DIRECTIONS FOR THIS TASK ::
Using the data below, return every line that holds the word "exporting".

DATA SHOWN ::

PR #1436, opened 2024-03-15
feat: enhance `RenderWhen` component

### LINKED ISSUE #1427: Detect whether exporting/presenting from a custom component
I want to implement custom progress bar component with different display logic when presentation is being presented or being exported. E.g. calculate progress position using timer value for presentation, but current/total slide number for exporting (see https://github.com/Envek/slidev-theme-envek/pull/1 for example)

RESULT OF THE EXERCISE ::
### LINKED ISSUE #1427: Detect whether exporting/presenting from a custom component
I want to implement custom progress bar component with different display logic when presentation is being presented or being exported. E.g. calculate progress position using timer value for presentation, but current/total slide number for exporting (see https://github.com/Envek/slidev-theme-envek/pull/1 for example)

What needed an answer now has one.